Retype, word for word, every line of the records below starting at the one that contains "with the correct" and ending at the one that contains "- [x] AC4 Legacy migration —"; include both of those lines and nothing more.

INFORMATION SUPPLIED START

PR #552, opened 2026-07-09
feat(progress): scope ConfigMap by (scenario, run) to end cross-experiment-root bleed (#551)

kalantar:
Closes #551.

## Problem

Progress ConfigMaps collided across experiment roots that share a run name.
Two experiment repos with a `trial-1` run pointed at the same
`sim2real-progress-trial-1` ConfigMap, so state from one leaked into the
other — the specific symptom that motivated this issue was 23 stale
"pending" entries from an earlier experiment root surfacing as pending
work in `deploy.py run --status` for a new experiment.

Kubernetes identity is `(kind, namespace, name)` — labels alone cannot
disambiguate; the name itself has to carry the scoping.

## Fix

Include the already-required `scenario` field from `transfer.yaml` in the
ConfigMap name. New shape: `sim2real-progress-<scenario>-<run>`.

- `sim2real assemble` writes `scenario` into `run_metadata.json` (extracted
  from the manifest that's already loaded).
- `deploy.py` reads `run_metadata.json:scenario` via a new
  `_make_progress_store(namespace, run_dir)` helper, replacing 6 direct
  `ConfigMapProgressStore(...)` construction sites in `_cmd_status`,
  `_cmd_collect`, `_cmd_run`, `_cmd_reset`, `_cmd_wipe`, and
  `_cmd_run_remote`.
- `ConfigMapProgressStore` gains a `scenario` kwarg and composes the new
  name.
- Discovery labels `sim2real.scenario` and `sim2real.run` are added on
  `save()` so operators can `kubectl get cm -l sim2real.run=<r>` when
  poking around.

## Legacy migration

Existing operators have `sim2real-progress-<run>` ConfigMaps in flight.
On `load()`, if the new-name CM is `NotFound`, look up the legacy name;
if it exists, migrate its data into the new-name CM and delete the legacy
CM. One-shot, invisible, safe under crash between steps (a partial
migration is picked up on the next load, since the new-name CM already
has the data before the delete runs).

## Wiring choice (vs the issue body's proposal)

The issue's proposal said "deploy.py reads transfer.yaml" — but
`deploy.py` doesn't currently read `transfer.yaml`, and coupling it to
the experiment repo layout would be a regression. Instead the scenario
flows through `run_metadata.json`, which `deploy.py` already reads for
`cluster_id`. Result: `deploy.py` still consumes only workspace
artifacts, and `sim2real assemble` remains the sole reader of
`transfer.yaml`.

## Defense-in-depth (AC5)

If a run somehow reaches `deploy.py` without a `scenario` in its
`run_metadata.json` (e.g., a legacy run assembled before this PR that
hasn't been re-assembled), `_make_progress_store` exits cleanly with:

    run_metadata.json is missing 'scenario' — re-run
    'sim2real assemble --run <name>' to record it (added in issue #551).

Additive-grow of a legacy run refreshes the field from the manifest,
so `sim2real assemble --run <name> --replicas <n>` on an in-flight
legacy run also migrates the metadata.

## Verification checklist (from #551)

- [x] AC1 `sim2real-progress-<scenario>-<run>` created with the correct
  name on fresh runs — `test_configmap_name_includes_scenario_and_run`
- [x] AC2 Second experiment root with the same run name lands in a
  distinct ConfigMap — implicit in the name formula; regression-guarded
  by the sanitize + name-composition tests
- [x] AC3 All 6 subcommand call sites resolve to the new name — all
  routed through `_make_progress_store`; existing subcommand tests pass
- [x] AC4 Legacy migration —
  `test_load_migrates_legacy_when_new_name_notfound` covers the full
  copy-then-delete sequence
- [x] AC5 `deploy.py` fails cleanly when scenario is missing —
  `test_missing_scenario_exits`, `test_empty_scenario_exits`
- [x] Optional labels — `test_save_emits_discovery_labels_...`,
  `test_save_no_labels_when_scenario_missing`

## Docs swept

Grepped for `sim2real-progress-{run}` / `sim2real-progress-<run>` and
`run_metadata.json` schema references. Updated:

- `pipeline/README.md` — `run_metadata.json` schema entry gets `scenario`;
  4 ConfigMap-name references updated to the new shape (one keeps the
  legacy shape as documentation of the migration).
- `CLAUDE.md` — workspace-artifacts table entry updated.

Historical plan docs (`docs/superpowers/plans/2026-06-30-*`,
`2026-07-01-*`) left alone as snapshots.

## Test plan
- [x] `python -m pytest pipeline/` — 1586 passed, 2 xfailed (pre-existing).
- [x] CI-parity suite (all files listed in `.github/workflows/test.yml`)
  runs green locally.

**Base:** `main`.


kalantar:
## Code Review — NEEDS CHANGES

The core ConfigMap re-scoping and legacy migration are solid, but the new scenario surface has a dead-code fallback with a misleading comment, uncovered test paths, and a stale ConfigMap name in the Quick Start prose that will misdirect operators.

### Important (blocks merge)

**1. Stale ConfigMap name format in Quick Start prose** — `pipeline/README.md:609`

Lines 425, 462, 716, 797-799 use `sim2real-progress-{scenario}-{run}` but line 609 still reads "Progress lands in the run-scoped `sim2real-progress-<run-name>` ConfigMap." An operator following Quick Start will look for a ConfigMap that does not exist under the new naming.

_(source: comment-analyzer)_

**2. Dead-code fallback in `resolve.py` with a factually wrong comment** — `pipeline/lib/resolve.py:114`

`_TRANSLATION_TOP_KEYS = ('scenario', 'component', 'context')` in `pipeline/lib/slicer.py:56,96` — `assembly_slice()` explicitly skips those keys, so `manifest.assembly.yaml` never contains `scenario`. The fallback `manifest_assembly.get("scenario")` in `resolve_run()` cannot fire; the comment claims a legacy recovery path that doesn't exist. `pipeline/tests/test_assemble_run.py:192` (`assert "scenario" not in parsed`) directly confirms the slice omits it.

_(source: code-reviewer / silent-failure-hunter / comment-analyzer)_

**3. `resolve_run()`'s new `scenario` field on the primary path is never asserted** — `pipeline/tests/test_resolve.py:88`

`_make_run` writes `run_metadata.json` without a `scenario` key. Grepping `test_resolve.py` for `result["scenario"]` returns nothing. Every test exercises only the (dead) `manifest_assembly` fallback because the fixture manually inserts `scenario` into `manifest.assembly.yaml` at line 122. A regression breaking the `run_meta` primary path would pass the current suite.

_(source: pr-test-analyzer / code-reviewer)_

**4. `_additive_grow` scenario backfill has no test** — `pipeline/tests/test_assemble_replicas.py:1`

`pipeline/lib/assemble_run.py:724` sets `rm["scenario"] = manifest.get("scenario", "") or ""` inside the additive-grow write. No test starts from a pre-#551 `run_metadata.json` (no `scenario`), grows, and asserts `scenario` is now populated. Since `deploy.py` hard-fails on empty scenario, a silent regression here would break the operator-facing migration story for legacy runs.

_(source: pr-test-analyzer)_

### Recommendations (non-blocking)

**5. Legacy delete failure during migration is reported as "Cluster unreachable"** — `pipeline/lib/progress.py:103`

`load()` calls `save()` (writes the new-name CM successfully) then `_delete_cm()`; a delete failure raises `RuntimeError`, which `_load_progress` converts to `ProgressUnavailable` under `allow_unreachable=True` (`deploy.py:284-286`) and callers print "Cluster unreachable" (`deploy.py:729, 1659`). The cluster is reachable and the migration is complete at that point — only the legacy-CM cleanup leaked. Consider swallowing the delete failure as a warning.

_(source: silent-failure-hunter)_

---

_This review ran the review-changes Workflow (four specialist reviewers → adversarial synthesizer, each in a fresh context). Posted manually because the workflow's final PR-post step tripped on a `base64 -w` flag that macOS `base64` doesn't accept._

kalantar:

Implementation matches the design as revised during review; the migration policy change from auto to manual is intentional and documented, and remaining specialist findings are either re-litigation of decided design points or minor polish.

### Recommendations
- **Labels test only exercises an already-clean scenario, so a regression to using raw self._scenario in save() would pass unnoticed.** (`pipeline/tests/test_progress.py:172`) — test_save_emits_discovery_labels_when_scenario_and_run_supplied uses scenario='softr' and run_name='trial-1', both of which are already sanitized-identical. save() at progress.py:114-118 reads self._sanitized_scenario/self._sanitized_run; substituting self._scenario/self._run_name would still satisfy the current asserts. Adding one case with scenario='Soft_R' asserting labels['sim2real.scenario'] == 'soft-r' would close that hole.
- **_make_progress_store does not wrap the ConfigMapProgressStore constructor, so a >253-char combined name produces a raw traceback instead of the helper's usual clean err()/exit(1).** (`pipeline/deploy.py:237`) — Every other failure mode in _make_progress_store (missing file, invalid JSON, blank scenario) exits cleanly via err() + sys.exit(1). The final return at deploy.py:237-239 leaves the ValueError from progress.py:61-66 uncaught at all six call sites. Corner case (requires very long scenario+run), but the operator-friendly contract is inconsistent.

INFORMATION SUPPLIED END

§ **RESPONSE**:
- [x] AC1 `sim2real-progress-<scenario>-<run>` created with the correct
  name on fresh runs — `test_configmap_name_includes_scenario_and_run`
- [x] AC2 Second experiment root with the same run name lands in a
  distinct ConfigMap — implicit in the name formula; regression-guarded
  by the sanitize + name-composition tests
- [x] AC3 All 6 subcommand call sites resolve to the new name — all
  routed through `_make_progress_store`; existing subcommand tests pass
- [x] AC4 Legacy migration —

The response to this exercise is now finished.